The efficiency and safety of oral tranexamic acid in total hip arthroplasty

Methods:

We systematically searched articles about oral administration of TXA in THA from PubMed, Embase, Scopus, Web of Science, the Cochrane Library, and the Chinese Wanfang database. Study eligibility criteria:

• 1.
  Patients underwent primary THA;
• 2.
  The intervention was oral application of TXA in THA;
• 3.
  Outcomes included hemoglobin drop, total blood loss, transfusion rate, length of stay, and complications;
• 4.
  The studies were designed as randomized controlled trials (RCTs) or clinical comparative trial (CCT).

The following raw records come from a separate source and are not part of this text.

PR #1152, opened 2026-08-02
Use generics in SRFI 253 define-checked

aartaka:
Re-using generic infra (that I didn’t know of earlier) seems to be better than reinventing it. Quite a minimal change too!

I found several bugs in the process, and had to comment out parts of SRFI 253 tests due to that:
- Invoking the checked record constructor right after `define-record-type-checked` seems to error out. Running it after some time has passed does not error.
- Generics don’t support rest args. Is there a reason for that? I’ll file a pull request fixing that in an hour.

### DIFF
--- a/lib/srfi/253.sld
+++ b/lib/srfi/253.sld
@@ -3,7 +3,8 @@
           (scheme case-lambda)
           (scheme list)
           (chibi assert)
-          (chibi ast))
+          (chibi ast)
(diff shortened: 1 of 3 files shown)


aartaka:
CC @ashinn

aartaka:
@ashinn and what about complementary #1153?

PR #1153, opened 2026-08-03
Allow variadic generics

aartaka:
This allows defining variadic generics, bridging a previously puzzling gap between regular procedures and generics. This incurs a search cost. Technically quadratic, practically negligible (I doubt anyone defines as many methods as necessary to make this stutter.)

### DIFF
--- a/lib/chibi/generic.scm
+++ b/lib/chibi/generic.scm
@@ -32,15 +32,26 @@
   (er-macro-transformer
    (lambda (e r c)
      (let ((name (car (cadr e)))
-           (params (map (lambda (param)
-                          (if (identifier? param)
-                              `(,param (lambda _ #t))
-                              param))
-                        (cdr (cadr e))))
+           (params (let lp ((params (cdr (cadr e))))
+                     (cond
+                      ((not (pair? params)) '())
+                      ((identifier? (car params))
+                       (cons `(,(car params) (lambda _ #t))
+                             (lp (cdr params))))
+                      (else
+                       (cons (car params) (lp (cdr params)))))))
+           (variadic? (let lp ((params (cdr (cadr e))))
+                        (cond
+                         ((pair? params) (lp (cdr params)))
+                         ((null? params) #f)
+                         (else params))))
            (body (cddr e)))
        `(,(r 'generic-add!) ,name
          (,(r 'list) ,@(map cadr params))
-         (,(r 'lambda) (,(r 'next) ,@(map car params))
+         ',variadic?
+         (,(r 'lambda) ,@(if variadic?
+                             `((,(r 'next) ,@(map car params) . ,variadic?))
+                             `((,(r 'next) ,@(map car params))))
           (,(r 'let-syntax) ((call-next-method
                               (,(r 'syntax-rules) ()
                                ((_) (,(r 'next))))))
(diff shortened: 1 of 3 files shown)


lib/chibi/generic.scm
```diff
@@ -63,28 +77,41 @@
...
+                                   (lambda (x) boolean?)
                                    procedure?)
-                             (lambda (next t p f)
-                               (set! methods (insert-method! methods p f))))))
+                             #f
+                             (lambda (next tag preds rest? func)
+                               (set! methods (insert-method! methods preds rest? func))))))
     (lambda args
-      (let ((len (length args)))
+      ;; Yes, this is quadratic, walking all arities in order. This is
```
ashinn: Sorry, but this is not acceptable.  If you can find a way to make only the variadic cases slower I might consider that.

aartaka:
Alright, I pushed a new version that has linear search for required args
and only searches variadics when these are exhausted. @ashinn please
take another look.

lib/chibi/generic.scm
```diff
@@ -59,26 +70,58 @@
 
 ;;> Create a new first-class generic function named \var{name}.
 
+(define (sublist lst capped-length)
```
ashinn: take?

lib/chibi/generic.scm
```diff
@@ -32,15 +32,26 @@
...
+                      ((identifier? (car params))
+                       (cons `(,(car params) (lambda _ #t))
+                             (lp (cdr params))))
+                      (else
+                       (cons (car params) (lp (cdr params)))))))
+           (variadic? (let lp ((params (cdr (cadr e))))
+                        (cond
+                         ((pair? params) (lp (cdr params)))
+                         ((null? params) #f)
+                         (else params))))
```
ashinn: We don't use this as a symbol, do we?  Let's just return `#t` here.

lib/chibi/generic.scm
```diff
@@ -59,26 +70,58 @@
...
   (let ((name name)
-        (methods (make-vector 6 '())))
+        (methods (make-vector 6 '()))
+        (variadic-methods (make-vector 6 '())))
     (vector-set! methods
-                 3
+                 4
                  (list (cons (list (lambda (x) (eq? x add-method-tag))
                                    (lambda (x) (list? x))
+                                   (lambda (x) (or (boolean? x)
```
ashinn, line 91: After changing the variadic? to `#t` in the true case we can just use `boolean?` (no lambda) here.  Also above, that could actually just be written as `list?` without a lambda.

lib/chibi/generic.scm
```diff
@@ -100,5 +143,5 @@
 ;;> that applies when all parameters match the given list
 ;;> of predicates \var{preds}.
```
ashinn: Let's update the documentation:

```
;;> Extend the generic \var{g} with a new method \var{f}
;;> that applies when all parameters match the given list
;;> of predicates \var{preds}, or if `variadic?` is true a prefix
;;> of the parameters matches \var{preds}.
```

lib/chibi/generic.scm
```diff
@@ -59,26 +70,58 @@
...
+                               (if rest?
+                                   (set! variadic-methods (insert-method! variadic-methods preds func))
+                                   (set! methods (insert-method! methods preds func)))))))
     (lambda args
-      (let ((len (length args)))
+      (letrec* ((len (length args))
+                (search-variadic
+                 (lambda (idx)
+                   (cond
+                    ((> idx len)
```
ashinn:
```suggestion
                    ((>= idx (vector-length variadic-methods))
```

ashinn (changes requested):
Thanks!

lib/chibi/generic.scm
aartaka: Do you mean renaming this one or using the SRFI 1 procedure? I’ll assume the former, as using SRFIs in core Chibi is probably not an option

lib/chibi/generic.scm
aartaka: It’s used below, when the lambda list is constructed. see `if variadic?` true branch.

lib/chibi/generic.scm
ashinn: I meant rename.  It's not forbidden to use SRFIs here, but for something this small I think it's fine to copy.

lib/chibi/generic.scm
ashinn: OK, but then it's probably better to call this `rest-param`.

lib/chibi/generic.scm
aartaka: No, this `>` is deliberate. Try this:

``` scheme
(define-generic hello)

(define-method (hello . args)
  args)

(hello)
```

ashinn: Without this check, the `(vector-ref variadic-methods idx)` below can throw out of bounds.

aartaka: And the condition is right:
<dl>
  <dt> (> idx len)
  <dd> If the number of required args is more than provided
  <dt> (>= idx (vector-length variadic-methods))
  <dd> If there are no more variadic methods
</dl>

We need the former, because the only condition for variadic matching failing is when there are more required arguments than what was provided. I.e.

``` scheme
(define-generic hello)

(define-method (hello a b c . rest)
  a)

(hello 1)
```

We cannot simply compare the arity (= length of method vector,) because methods are variadic and thus extend over required arity length.

aartaka:
@ashinn I think I addressed your comments and responded to those needing extra deliberation.

lib/chibi/generic.scm
aartaka: > Without this check, the (vector-ref variadic-methods idx) below can throw out of bounds.

Oh, right, indeed! Fix pushed.

lib/chibi/generic.scm
aartaka: Renamed!

lib/chibi/generic.scm
aartaka: Okay, I renamed it.

lib/chibi/generic.scm
aartaka: @ashinn there was indeed an out-of-bounds, as tested on
``` scheme
(define-generic hello)

(define-method (hello a b c)
  (list a b c))

(hello 1 2 3 4 5 7 8 9 2 3 32 2)
```

aartaka:
@ashinn thanks!

PR #1155, opened 2026-08-05
If no search keywords are given, list all libraries

Retropikzel:
If no search keywords are given, skip calculating the score and give everyone score of 100.


Retropikzel:
Thank you!

PR #1156, opened 2026-08-05
Message when installing library and it has no tests

Retropikzel:
The branch is very poorly named. But basically when checking the test output with automation this helps. When the tests all have passed the output will contain text "All tests passed.", when the library has not tests it will contain text "Library has no tests.".

Often when library has no tests the output is not empty, usually there is atleast one  `WARNING: skipping already installed library: : <some library>`

If you do not like it I can move it behind the `verbose?` flag.


Retropikzel:
Thank you!

PR #1157, opened 2026-08-06
More output on verbose mode. Gambit test running fixes

Retropikzel:
Two changes but hopefully small enough that it's okay. Gambit was not running tests correctly so I added more output on verbose mode. And then it was quite easy to copy the command and test it with different file.


Retropikzel:
Gambit installs packages to `~/.gambit_userlib` so to test you can run:
```
rm -rf ~/.gambit_userlib/retropikzel/hello.*
snow-chibi install --impls=gambit --always-yes --install-tests?=1 --show-tests?=1 --verbose?=1 "(retropikzel hello)"
```

Retropikzel:
Thank you!

PR #1788, opened 2018-10-15
Dive list: fix crash on dive import

bstoeger:
In commit 8c2383b4952fa22d41745d29484462ed6a67112b dive merging was
changed to not modify the original dive. On import, dives were then
merged and the original deleted. The merge_weightsystem_info() was
not adapted accordingly (deep copy of string instead of pointer),
leading to a use-after-free crash.

Resolve this by doing a deep copy.

- [x] Bug fix
- [ ] Functional change
- [ ] New feature
- [ ] Code cleanup
- [ ] Build system change
- [ ] Documentation change
- [ ] Language translation

Fix use-after-free (see commit message).

### Changes made:

1) Do a deep copy of the weight-system-description
### Release note:

No - bug introduced in current release cycle.
### Mentions:

@dirkhh: This trivially fixes at least one crash condition, I will audit for more after work.

### DIFF
--- a/core/dive.c
+++ b/core/dive.c
@@ -2130,7 +2130,8 @@ static void merge_weightsystem_info(weightsystem_t *res, const weightsystem_t *a
 {
 	if (!a->weight.grams)
 		a = b;
-	*res = *a;
+	res->weight = a->weight;
+	res->description = copy_string(a->description);
 }
 
 /* get_cylinder_idx_by_use(): Find the index of the first cylinder with a particular CCR use type.
--- a/core/dive.c
+++ b/core/dive.c
@@ -3475,7 +3475,7 @@ struct dive *merge_dives(const struct dive *a, const struct dive *b, int offset,
 	MERGE_MAX(res, a, b, number);
 	MERGE_NONZERO(res, a, b, cns);
 	MERGE_NONZERO(res, a, b, visibility);
-	MERGE_NONZERO(res, a, b, picture_list);
+	STRUCTURED_LIST_COPY(struct picture, a->picture_list ? a->picture_list : b->picture_list, res->picture_list, copy_pl);
 	taglist_merge(&res->tag_list, a->tag_list, b->tag_list);
 	merge_cylinders(res, a, b, cylinders_map_a, cylinders_map_b);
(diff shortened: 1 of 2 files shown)


dirkhh (commented):
You're the man. I'll test this locally in a minute :-)

janmulder:
And this does not fix my endless loop. (looping in divetripmodel.cpp line 64).

But the fix itself looks sane.

dirkhh:
Ditto here - my crash is still there, and still looks like a memory corruption.
in `process_imported_dives()` we walk the `dive_table.dives[]` array and check if a new dive starts during the dive time of an old dive. And as we do this, the pointers in that array itself appear to get overwritten.

bstoeger:
> And this does not fix my endless loop. (looping in divetripmodel.cpp line 64).

Yes, I also see that - but that too shouldn't be too hard to fix - somehow the trip-list is ill.

bstoeger:
And another one, which also doesn't explain the crash, but should remove (rightful) `valgrind` noise...

bstoeger:
@dirkhh: My problem is that I can't test this any further because I don't have two dive computers, much less two computers with the same dive(s). Could you perhaps create two separate minimal log-files which I can import to see the problem? Or simply post a new valgrind trace without the artifacts of the issues that were fixed in this PR? Thanks!

dirkhh (approved):
These all look reasonable. Merging, then testing again

dirkhh:
Still the same crash. I'm about to head out for diving again - I'll try to work on this as well tonight.

janmulder:
@bstoeger. I can reproduce a crash with the the 2 files I provided earlier (I can attach them again, but you still might have  them):
- opened my normal logbook, and close it
- open the test.ssrf
- import the test-import.ssf
- import the initial test.ssrf again.

On the current master (including your 4 fixes as just merged by Dirk), I get persistent memory corruption style crashes related to the dc list in the dive struct.

bstoeger:
Cool - I can reproduce that - will look into it after dinner.
Since I don't have multiple dive computers the dc-list is hard to test for me. :(

bstoeger:
Does not crash for me with #1794. Could you please check?

PR #1794, opened 2018-10-15
[RFC] ** TESTING DO NOT MERGE ** Core: don't overwrite next in copy_dc_renumber()

bstoeger:
copy_dc_renumber() is an internal function to copy dive computers
and renumber the cylinders. Since the structure was copied this
would also copy the next pointer and thus effectively copy the
whole remaining list.

This meant that on dive-merge two dives shared the same computer
and if one of them is freed, use-after-free crashes would happen.

- [ ] Bug fix
- [ ] Functional change
- [ ] New feature
- [ ] Code cleanup
- [ ] Build system change
- [ ] Documentation change
- [ ] Language translation
- [x] Testing

This is a test commit, in which I try to fix a crash reported by @janmulder. In the C-core I'm in full panic mode (what am I doing!?), so please have a close look. @janmulder: This fixes the crash you described, but I fear this is not @dirkhh's crash condition.

Is is correct to restore the ->next pointer?

### DIFF
--- a/core/dive.c
+++ b/core/dive.c
@@ -489,14 +489,24 @@ static void copy_dc(const struct divecomputer *sdc, struct divecomputer *ddc)
 
 static void dc_cylinder_renumber(struct dive *dive, struct divecomputer *dc, const int mapping[]);
 
-/* copy dive computer and renumber the cylinders */
+/* copy dive computer list and renumber the cylinders
+ * space for the first divecomputer is provided by the
+ * caller, the remainder is allocated */
 static void copy_dc_renumber(struct dive *d, const struct divecomputer *sdc, struct divecomputer *ddc, const int cylinders_map[])
 {
-	*ddc = *sdc;
-	ddc->model = copy_string(sdc->model);
-	copy_samples(sdc, ddc);
-	copy_events(sdc, ddc);
-	dc_cylinder_renumber(d, ddc, cylinders_map);
+	for (;;) {
+		*ddc = *sdc;
+		ddc->model = copy_string(sdc->model);
+		copy_samples(sdc, ddc);
+		copy_events(sdc, ddc);
+		dc_cylinder_renumber(d, ddc, cylinders_map);
+		if (!sdc->next)
+			break;
+		sdc = sdc->next;
+		ddc->next = calloc(1, sizeof(struct divecomputer));
+		ddc = ddc->next;
+	}
+	ddc->next = NULL;
 }
 
 /* copy an element in a list of pictures */


dirkhh:
I just posted a test case for my crash to the other thread.

dirkhh:
Hehe... this fixes my test case. Let's try the "real" case (my full dive log)... yep, fixed as well. So now I'll need to read the code :-)
But first in indication: 👍

core/dive.c
```diff
@@ -492,7 +492,9 @@ static void dc_cylinder_renumber(struct dive *dive, struct divecomputer *dc, con
 /* copy dive computer and renumber the cylinders */
 static void copy_dc_renumber(struct dive *d, const struct divecomputer *sdc, struct divecomputer *ddc, const int cylinders_map[])
 {
+	struct divecomputer *old_next = ddc->next;
 	*ddc = *sdc;
+	ddc->next = old_next;
```
dirkhh: So that's rather scary. I don't think that's what we should do. Because now the _second_ and all further DCs are those of the original dive.

Here's how that C data structure beauty works...
struct dive CONTAINS a struct divecomputer - so the first dive computer is always part of the dive structure.
And any **additional** dive computer is then attached via the linked list.
So if you copy the `->next` pointer, you basically attach whatever second and up dive computer of ddc were before this function was called to the new dive. I need to read this a couple more times in context, but that does feel wrong.

bstoeger: Yes I understand the data structure. :)
I was hoping that copy_dc_renumber was used to extend the divecomputer-list of the newly generated destination dive. So shouldn't ddc->next always be NULL (because freshly generated)?

If this:
```
        if (a->model && !b->model) {
                copy_dc_renumber(d, a, res, cylinders_map_a);
                return;
        }
```
is supposed to copy all dive computers, then clearly the dc_renumber has to be put in a loop, isn't it....?

dirkhh: Sorry, didn't intend to sound condescending.
I don't think we can assume that ddc->next is always NULL because we could be importing (instead of downloading) and an import could contain more than one DC per dive (which isn't the case in my example, though).

dirkhh: I see something else that's scary, though.

`dive.c:3445 	const struct dive *dl = NULL;`
next use is
`dive.c: 3487  		join_dive_computers(res, &res->dc, &dl->dc, &a->dc, cylinders_map_b, cylinders_map_a, 1);`
Umm, that does seem like a bad idea...

bstoeger: > Sorry, didn't intend to sound condescending.

You didn't.

> I don't think we can assume that ddc->next is always NULL

It should be, because ddc belongs to a freshly constructed dive.

But you are correct - the code is wrong. This all needs to be put in loops to copy the whole list.

dirkhh: oh, and that was introduced in your 8c2383b495

bstoeger: > I see something else that's scary, though.

Good catch - that should by `&b->dc`.

bstoeger: > I get the feeling that you might need to copy the whole chain.

Yes, this is definitely the case. I tried to implement something, but I am not sure I did this correctly. Please check if you find time.

>  And if you feel like you want to rewrite dive.c as C++, I think that's ok. 

Hell no. For many reasons, one of them that I don't even know a small fraction of the use cases (CCR, multi-cylinder, multi-dive computer, deco, ...).

dirkhh: > > And if you feel like you want to rewrite dive.c as C++, I think that's ok.
> 
> Hell no.

That made me laugh :-)

core/dive.c
```diff
@@ -489,14 +489,24 @@ static void copy_dc(const struct divecomputer *sdc, struct divecomputer *ddc)
...
+		copy_samples(sdc, ddc);
+		copy_events(sdc, ddc);
+		dc_cylinder_renumber(d, ddc, cylinders_map);
+		if (!sdc->next)
+			break;
+		sdc = sdc->next;
+		ddc->next = calloc(1, sizeof(struct divecomputer));
+		ddc = ddc->next;
+	}
+	ddc->next = NULL;
```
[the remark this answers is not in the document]
torvalds: This second version at least handles the "merge two and two" case right.

dirkhh:
I think this should remove the TESTING name :-)

core/dive.c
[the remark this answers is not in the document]
torvalds: Hmm. I see a different bug, but it's not new.

The

        *ddc = *sdc;

thing is wrong for the extradata. It happens to work (because I suspect we never change that list, and we never free it), but I think we should do "copy_extra_data()" the same way we do "copy_events()" etc.

Similarly, we do

        ddc->model = copy_string(sdc->model);

to copt the model string, but don't do the same for "serial" and "fw_version".

But as mentioned, this is all pre-existing, and the new copy_dc_renumber() function just duplicates the (mostly harmless) bug that existed in "copy_dc()".

So I think this commit looks fine.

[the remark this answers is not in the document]
bstoeger: > but don't do the same for "serial" and "fw_version".

Yes, I noticed that. Then I realized that these fields are also not freed in free_dc(). So I assumed they were some global things. If this is not the case, this certainly should be cleaned up.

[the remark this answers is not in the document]
dirkhh: I'm happy to entertain a follow up PR to clean up those more "harmless" issues.
Yes, we treat the strings in extra data like const (i.e., we never edit them and never free them), so because of that it's fine to share them, but it would be much more consistent to actually have hem private for each dive computer structure.
But I'd also love to see Travis finish on this one so we can get it merged.
I have some data downloading I want to do and that does merge into dives with multiple DCs...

The outcomes were collected and analyzed by the Review Manager 5.3.

Results:

Nine RCTs and 1 CCT, containing 1305 patients, were ultimately included according to the inclusion criteria and exclusion criteria in the meta-analysis. The effectiveness of oral TXA was as similar as the IV or topical TXA in regard to hemoglobin drop (SMD = −0.14; 95% CI, [−0.28, 0.01]; P = .06), total blood loss (SMD = 0.01; 95% CI, [−0.13, 0.16]; P = .84), transfusion rate (OR = 0.76; 95% CI, [0.38, 1.55]; P = .37). Compared with single oral TXA or blank group, multiple oral TXA effectively reduced hemoglobin drop (SMD = −1.06; 95% CI, [−1.36, −0.77]; P < .05), total blood loss (SMD = −1.30; 95% CI, [−1.66, −0.94]; P < .05), transfusion rate (OR = 0.53; 95% CI, [0.29, 0.95]; P = .03). There were no significant difference in terms of length of stay and complication among all of enrolled studies.